Note 3 : Micro, Small and Medium Enterprises.
Information related to Micro, Small and Medium Enterprises, as defined in the Micro, Small and Medium Enterprises Development Act, 2006 (MSME Development Act), are given below.
The Company has not received any memorandum (as required to be filed by the suppliers with the notified authority under the Micro, Small and Medium Enterprises Development Act, 2006) claiming their status as Micro, Small and Medium Enterprises. Consequently the amount paid/ payable to these parties during the year is not ascertainable. Consequently, as of now, it is neither possible for the Company to ascertain whether payment to such enterprises has been made within 45 days from the date of acceptance of supply of goods or services rendered by a supplier nor to give the relevant disclosures as required under the Act. This has been relied upon by the auditors.

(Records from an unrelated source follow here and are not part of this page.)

PR #79, opened 2021-02-22
AutoDeposit feature

Drakeny:
Addition of AutoDeposit feature for Smelters and Kilns
 - Smelters and Kilns will look for chests within specified range (AutoDepositRange) and search for available slots, if no slots are found within range it will spawn production on the ground (default behavior)

This one will need a bit more focused testing since there is possibility of duping or "deleting/not creating" player items, tested myself quite a bit but better safe than sorry.


zedle:
This is very cool but Smelter.cs needs some comments / whitespace imo

Drakeny:
> This is very cool but Smelter.cs needs some comments / whitespace imo

Thanks, check it out now, re-organized things a bit

zedle (approved):

nxPublic:
Great work! Thank you so much for contributing to V+ ❤️

PR #95, opened 2021-02-23
Larger inventory support

Zogniton:
* Can extend player inventory up to 20 x 8 from 4 x 8
  * ~~I could not add a scrollbar to the player inventory, 7 rows is the maximum you can fit while still seeing a chest inventory using 115% UI scale.~~
  * Added player inventory scrollbar thanks to Mixone
  * Up to 6 x 8 there is no scrollbar, 7 x 8 and up the scrollbar appears
* Can extend chest inventory (wood up to 10 x 8, iron up to 20 x 8)
  * Chests have a scrollbar if larger than 4 x 8
* Can change how inventory gets filled with materials (top to bottom or bottom to top)
* Tested;
  * Inventory Save/Load
  * Recover tombstone on death
  * 2 player Multiplayer (non dedicated)
    * same config works
    * joining with different config works but each player saw different size on chests
    * ~~**Potential issue**: server has smaller chests, player with larger chests puts something into the last slots, server does not save those items. Is there a way to not allow players to join if their config is different ?~~ I just found out about enforceConfiguration, we good


Zogniton:
image

Zogniton:
image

Note 4 : First Time Ind AS Adoption Reconciliations:
An explanation of how the transition from the Previous GAAP to Ind AS has affected the Company''s Balance Sheet, other equity, Statement of Profit and Loss and other comprehensive income and Cash Flows is set out in the following tables and notes that accompany the tables.

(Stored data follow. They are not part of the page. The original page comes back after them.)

PR #99, opened 2021-02-24
Automatic publishing (local for Debug, zip for Release) + Debug compatibility for dnSpy

sirskunkalot:
**TL;DR**
You can stop copying shit around all the time

**What it does**
- I have added a PowerShell-script which gets executed via the project Build Event. Depending on the target it will copy the whole build into the Valheim game folder (Debug target) or assemble two zip files for Windows and Unix which are ready for release (Release target).
- BepInEx 5.4.6 is added as a binary to the project in order to package it for releases. Also added a reference in the project, so VS will copy the dll into the build target directory for easier distribution.
- Unix and Windows builds (including the Debug build for the local Valheim) both use the BepInEx-feature of a seperated folder with the unstripped dlls in it (atm this is just in the Unix release package). This leads to a easier publishing and an easier setup of this dev project (just add unstripped_corlib and publicized dlls to Valheim and you are sorted).
- Project references outside the distributable sphere (assembly, Unity.*, etc) and the publishing now rely on a csproj.user file for the path to the Valheim game folder (and probably more per-user-config in the future).
- Linux shell scripts for starting a game server with directly defined server arguments and the possibility to override any of them via script arguments (aka LinuxGameServerManager compatible).
- Compiled and added a unity-mono-dnspy dll used for debugging the game live via dnSpy
- A lot of general housekeeping

**What is missing**
- The new "dev package" one must extract into the local Valheim folder. Would upload that if this gets merged.
- Maybe more properties in the csproj.user for a finer control of the publishing process
- A smart solution for the valheim_plus.cfg for the local Debug build. One needs to be "ready-to-publish" (aka all default) and the game one needs obviously to be editied. It is "keep-track-yourself" at the moment (no config file is published locally in Debug)
- Maybe some more magic when having different valheim installs
- More sanity checks in the publish script
- ???
- Profit

Let me know what you think about it.


sirskunkalot:
By the way - as PowerShell can easily load and execute .NET assemblies, a much tighter integration of unittests or config validation could be integrated into that (e.g. generating the default valheim_plus.cfg). Seems more appropriate to me for a small project than completely integrating a new build system (ant or something like that).

sirskunkalot:
Totally forgot to mention: After the checkout you will have your csproj.user file deleted. This is on purpose, as this should be, well, per user and to add it to .gitignore I had to delete it from the repo first.

That being said, you will need a new one for this whole thing to function. Take this as a reference, edit to your local needs (Valheim path and Steam path) and save it as /ValheimPlus/ValheimPlus.csproj.user:

```xml
<?xml version="1.0" encoding="utf-8"?>
<Project ToolsVersion="Current" xmlns="http://schemas.microsoft.com/developer/msbuild/2003">
  <PropertyGroup>
    <!-- Needs to be your path to the base Valheim folder -->
    <ValheimDir>F:\Steam\steamapps\common\Valheim</ValheimDir>
  </PropertyGroup>
  <PropertyGroup Condition="'$(Configuration)|$(Platform)' == 'Debug|AnyCPU'">
    <!-- Runs Steam opening Valheim after building debug -->
    <StartAction>Program</StartAction>
    <StartProgram>C:\Program Files %28x86%29\Steam\steam.exe</StartProgram>
    <StartArguments>-applaunch 892970</StartArguments>
  </PropertyGroup>
</Project>
```

Restart Visual Studio so it can load the new file.

You will also need unstripped_corlib (from the V+ Unix package) in your Valheim folder. Current Windows release still ships with "valheim_Data" so it is possible you don't have that right now. I will append it to this comment (I hope that's okay?!). Just extract the files to your local Valheim installation:

[ucl.zip](https://github.com/valheimPlus/ValheimPlus/files/6038700/ucl.zip)

When both conditions are met (even if you have a clean, vanilla install of Valheim) you can go into VS, set Build to Debug and hit F5 for instant build, copy and starting the game.

Sorry for not stating that clearly before. README.MD in this branch has all the information for project setup but you should not be forced to find that information on your own ;)

SSimcox:
I find this very useful so I'm curious why you closed it. Personally it was large and hard to grok, but I tested it and found it useful.

radmint:
We really appreciated @sirskunkalot's work here but ultimately we thought that this feature would be better suited as a standalone tool since it could used by other mod devs and not just by us. It's also a large feature for us to maintain and update as part of the integral V+ mod.

sirskunkalot:
@SSimcox Basically what @radmint said. I cannot completely understand all of their points but then again I do not have insights into their internal processes. What I fully understand and totally agree with: The main feature is not bound to V+ but suitable for all Valheim modders needs I will release the core features of this standalone.

Plus: This PR was way to overloaded with other housekeeping commits, which should have been not in there (my bad).

SSimcox:
@sirskunkalot Sounds good! I look forward to seeing the standalone!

1. Explanation of material adjustments to Statement of cash flow for the year ended 31 March, 2017:
There are no material adjustments to Statement of Cash Flows as reported under the Previous GAAP except for increase in cash from investing activities and corresponding decrease in cash and cash equivalents of ''383.18 Lakh for the year ended 31 March, 2017.

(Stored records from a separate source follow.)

Issue #90, opened 2021-02-23
[Feature Request] Sleeping with multiple players


Xiaminou:
I would like to have something similar to Minecraft's Morpheus mod for server that have multiple players playing at all time.
Basically an option to chose the % of your players that need to be sleeping in order to skip the night.

GaelicGamer:
Hmm, this shouldn't be too hard, let me take a quick look at this.

GaelicGamer:
Yup got this working locally, just need to get some folk onto my server to test it with different numbers

nxPublic:
No idea what happened to the PR but I'll add it to the to do list I am working on right now non the less.

PR #103, opened 2021-02-24
Updating Unarmed Config and Adding Sleep Config for Number of Players

GaelicGamer:
Should address [Feature Request] Sleeping with multiple players #90
Also, split Unarmed back out of the player section and renamed it to better explain what it does, since it's not the base that it modifies more than the value that skill will help you scale toward.


ValheimPlus/Configurations/Configuration.cs
```diff
@@ -31,5 +31,7 @@ public class Configuration
         public CameraConfiguration Camera { get; set; }
         public GameConfiguration Game { get; set; }
         public VagonConfiguration Wagon { get; set; }
+        public SleepConfiguration Sleep { get; set; }
+        public UnarmedConfiguration Unarmed { get; set; }
```
radmint, line 35: I think for now we should keep unarmed configuration where it is until we have a large discussion about our convention on organizing settings

ValheimPlus/ObjectDB.cs
```diff
@@ -0,0 +1,64 @@
+﻿using HarmonyLib;
+using System;
+using System.Collections.Generic;
+using System.Linq;
+using System.Text;
+using UnityEngine;
+
+namespace ValheimPlus
```
radmint, line 8: Can we remove this file?

valheim_plus.cfg
```diff
@@ -232,6 +238,22 @@ dataRate=60
 ; The interval in seconds that the game auto saves at (client only)
 autoSaveInterval=1200
 
+[Sleep]
+enabled=false
+; Change false to true to enable this section
```
radmint, line 243: For convention, let's move the comments above the property declarations

ValheimPlus/Game.cs
```diff
@@ -60,5 +60,48 @@ private static Boolean Prefix(ref Game __instance, ref Vector3 pos, ref int __re
             return true;
         }
     }
+    
+    [HarmonyPatch(typeof(Game), "EverybodyIsTryingToSleep")]
+    public static class Game_EverybodyIsTryingToSleep
+    {
+        private static bool Postfix(bool _result, ref ZDO __instance)
```
radmint, line 67: If we make this a `Postfix` patch, this will double the amount of calls to get character ZDOs since we run the original and then run this and override that. We should look at moving to use `Prefix` and skip the original method since we have all of the original method code here anyways

valheim_plus.cfg
```diff
@@ -232,6 +238,22 @@ dataRate=60
...
+
+byPlayers= false
```
radmint, line 245: I think we should only use `byPercentage` for sleep configuration at least for now. Having these two will create some confusion and I think the percentage setting would be more valuable. What do you think?

ValheimPlus/Game.cs
```diff
@@ -60,5 +60,48 @@ private static Boolean Prefix(ref Game __instance, ref Vector3 pos, ref int __re
...
+        {
+            if (Configuration.Current.Sleep.IsEnabled)
+            {
+                if (Configuration.Current.Server.IsEnabled)
```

2. Notes to reconciliations:
(a) Fair valuation of investments FVTPL Investments
In respect of FVTPL investments, fair value adjustment under Ind AS has resulted in an decrease in profit before tax under Ind AS by Rs.8.53 Lakh for the year ended 31 March, 2017.
(b) Remeasurements of defined benefit plans
Under the Previous GAAP, actuarial gains and losses, are charged to profit or loss, however under Ind AS, they form part of remeasurement of defined benefit liability/asset and are recognised in OCI. As a result Rs.1.36 Lakh have been recognised in the OCI net of tax, for the year ended 31 March, 2017.
(c) Discounting of Security Deposit
In respect of Security Deposit, discounting adjustment under Ind AS has resulted in an increase in profit before tax under Ind AS by Rs.2.74 Lakh for the year ended 31 March, 2017.
3. Deferred tax
Various transitional adjustments resulted in temporary differences between taxable profits and accounting profits. Tax adjustments includes deferred tax impact on account of difference between the Previous GAAP and Ind AS on the adjustments discussed above in notes 1 to 3.
Note 5: In the opinion of the Board of Directors, all the Known liabilities and expenses have been provided in the books of accounts.
Note 6: Balances under the head loans and advances, sundry debtors, sundry creditors are relied upon and subject to reconciliation and confirmation.